Eupithecia undata

Scientific classification
- Kingdom: Animalia
- Phylum: Arthropoda
- Clade: Pancrustacea
- Class: Insecta
- Order: Lepidoptera
- Family: Geometridae
- Genus: Eupithecia
- Species: E. undata
- Binomial name: Eupithecia undata (Freyer, 1840)
- Synonyms: Eupithecia scriptaria Herrich-Schäffer, 1847;

= Eupithecia undata =

- Genus: Eupithecia
- Species: undata
- Authority: (Freyer, 1840)
- Synonyms: Eupithecia scriptaria Herrich-Schäffer, 1847

Species of moth

Eupithecia undata is a moth in the family Geometridae first described by Christian Friedrich Freyer in 1840. The North American Moth Photographers Group lists it as a synonym of Eupithecia lafontaineata.
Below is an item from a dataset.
PR #4343, opened 2024-06-03
overlay: perf and error handling improvements

marta-lokhova:
Follow-up to https://github.com/stellar/stellar-core/pull/4258 with the following tweaks:
* Only verify SCP envelope signatures in the background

It is found in the Pyrenees, Alps, the Massif Central, the Tatra Mountains, on the Balkan Peninsula and in Romania. It is also found in North America, where it has been recorded from Wyoming, Montana, Idaho, Colorado, Nevada and Oregon.

The wingspan is 17–18 mm. Adults have been recorded on wing from mid-May to July in Europe.

The larvae feed on Silene and Minuartia species and Gypsophila repens. Larvae can be found from the end of June to mid-August. The species overwinters in the pupal stage.